Saved entries:
------------------------------------------------------------
PR #110, opened 2024-01-27
scx_rustland: per-CPU DSQs + global shared DSQ

arighi:
Opening this PR mostly as an open discussion.

**Main topic**
Designing a universal BPF layer that allows to implement totally generic schedulers in user-space.

**Specific goal addressed by this PR**
The BPF part should provide an interface that allows the user-space scheduler to select a specific CPU to dispatch a task and it should also allow to not specify any CPU at all (in this case the task can be dispatched in any CPU, like the first one that becomes available).

**Implementation**
The idea is to adapt @Decave's suggestion of introducing per-CPU DSQs, the user-space scheduler sends to the BPF dispatcher a PID with an optional target CPU; the BPF part dispatches the task to the DSQ associated to the target CPU, if specified, otherwise the task is dispatched to a global shared DSQ. Per-CPU DSQs are consumed from the `dispatch()` callback of their corresponding CPU. Shared DSQ is consumed from the `dispatch()` callback of any CPU.

In this way we can provide a totally generic interface that any user-space scheduler can use to implement any type of CPU selection logic.

**Problem**
A task is dispatched to a specific per-CPU DSQ, the `dispatch()` callback is never called on that CPU => starvation.

I haven't been able to find a nice way to enforce the call of the `dispatch()` event on a specific CPU, so that tasks queued there can be consumed. I was assuming that `scx_bpf_kick_cpu()` could be used for this, but it doesn't seem to be the case.

Apparently all this logic works (no starvation) if the target CPU of a task is always the same as the one determined in the `select_cpu` callback. Basically the user-space scheduler can only "acknowledge" `select_cpu`. What I would like to do, instead, is give the ability to the user-space scheduler to potentially override the choice made in `select_cpu`.

So, at the moment, as a workaround, when the user-space scheduler tries to dispatch a task on a CPU that is different than the one selected in `select_cpu`, I simply redirect the task to the shared DSQ (that is consumed from all the CPUs) => no starvation. But I would definitely prefer if we could honor the decision made by the user-space scheduler.

Does all of this make sense? Any suggestion? Thanks!

### DIFF
--- a/scheds/rust/scx_rustland/src/bpf/main.bpf.c
+++ b/scheds/rust/scx_rustland/src/bpf/main.bpf.c
@@ -45,6 +45,15 @@ struct user_exit_info uei;
  */
 #define MAX_CPUS 1024
 
+/*
+ * Introduce a custom DSQ shared across all the CPUs, where we can dispatch
+ * tasks that will be executed on the first CPU available.
+ *
+ * Per-CPU DSQs are also provided, to allow the scheduler to run a task on a
+ * specific CPU (see dsq_init()).
+ */
+#define SHARED_DSQ MAX_CPUS
+
 /* !0 for veristat, set during init */
 const volatile s32 num_possible_cpus = 8;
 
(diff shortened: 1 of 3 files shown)


arighi:
@Decave @htejun I think I figured out my starvation issue! It looks like the problem was that I still needed to check the cpumask before dispatching a task to a per-CPU DSQ.

If I dispatch (and consume) a task to an "invalid" CPU I can immediately trigger the starvation issue. So the fix is to check the cpumask before calling `scx_bpf_dispatch()` and if the CPU picked by the user-space scheduler is invalid the BPF layer will re-direct the task to the SHARED_DSQ, kicking the CPU selected by the built-in idle selection logic, so the task is going to run there, using a valid CPU, all good.

In this way the BPF layer is able to provide a generic interface to the user-space scheduler, that is able to pick any arbitrary CPU when dispatching a task, or not specify any CPU at all (`task.cpu = NO_CPU`) and, in this case, the BPF dispatcher will rely on the built-in idle selection logic. If the user-space selects an invalid CPU the BPF layer will fix that transparently, redirecting the task to a valid CPU.

I've updated this PR with all of the above + also some low-latency improvements on top, because I've been testing the scheduler a lot today with all these changes applied and it seems to work pretty well.

All the games that I've tested seem to be responsive, no starvation, no stall, both with and without the background `make -j N` (varying N from 8, 16, 32, 64). I also ran `stress-ng --race-sched N`, as well as `stress-ng -c N`. I even did a video call while building the kernel (`make -j 32`) and the audio/video was really smooth.

In conclusion, everything seems to work as expected now (even better than expected I'd say... at least on my desktop and my laptop).

scheds/rust/scx_rustland/src/bpf/main.bpf.c
```diff
@@ -253,49 +262,112 @@ static bool test_and_clear_usersched_needed(void)
...
+		break;
+	default:
+		/*
+		 * Dispatch a task to a specific per-CPU DSQ if the target CPU
+		 * can be used (according to the cpumask), otherwise redirect
+		 * the task to the shared DSQ.
+		 *
+		 * In the future we may want to provide a way to check the
+		 * cpumask in advance from user-space in a proper synchronized
+		 * way, instead of bouncing the task somewhere else, but for
```
htejun, line 322: So, this should only be a problem when cpus_allowed changes. That synchronization is performed through `.dequeue()` and the problem is that that path can't sleep, so implementing actual handshake with userland is likely not possible. The sequence of events is likely as follows:

1. Task gets enqueued and pushed to userspace and queued there.
2. The task's cpus_allowed is going to be updated, so the task gets dequeued (ignored by rustland) and the cpumask is being updated.
3. Userland sched pushes the task to the kernel for dispatching. Actual dispatch hasn't happened yet.
4. The task's cpus_allowed is updated and the task gets reenqueued.
5. The task gets dispatched targeting now wrong CPU.

So, in scenarios like this, it *should* be safe to just ignore the task. The task is already re-enqueued, so it will get re-dispatched. The problem with the earlier attempt likely was that it was dispatched to the wrong dsq. Then, later when the re-enqueued task gets dispatched, it's ignored as it's already on another dsq.

htejun (approved):
It might be worthwhile to see whether just ignoring the task targeting the wrong dsq works. Other than that, looks good to me.

scheds/rust/scx_rustland/src/bpf/main.bpf.c
arighi: Thanks tons for looking at this @htejun !

I've tried to ignore the task completely when the cpumask is not valid, but I still get the `failed to run for 5s` error. To reproduce this I'm always dispatching to CPU#2 from the user-space scheduler and then I run a `stress-ng --race-sched 16` that spawn 16 tasks that are constantly bouncing around using sched_setaffinity() in a busy loop.

However, it looks like we can actually ignore the task if target CPU is not valid *and* also if the CPU assigned to the task (scx_bpf_task_cpu()) is also not valid, see d13ed5c. Does it make sense to you? With this in place everything seems to work and I can't break the scheduler. So I added this change to the PR and updated some comments here and there.

I'm currently stress testing this, but so far so good.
------------------------------------------------------------
**INSTRUCTIONS TO FOLLOW**
Each line of the entries that contains the word "wrong" should be listed.

**RESPONSE AREA**
5. The task gets dispatched targeting now wrong CPU.
So, in scenarios like this, it *should* be safe to just ignore the task. The task is already re-enqueued, so it will get re-dispatched. The problem with the earlier attempt likely was that it was dispatched to the wrong dsq. Then, later when the re-enqueued task gets dispatched, it's ignored as it's already on another dsq.
It might be worthwhile to see whether just ignoring the task targeting the wrong dsq works. Other than that, looks good to me.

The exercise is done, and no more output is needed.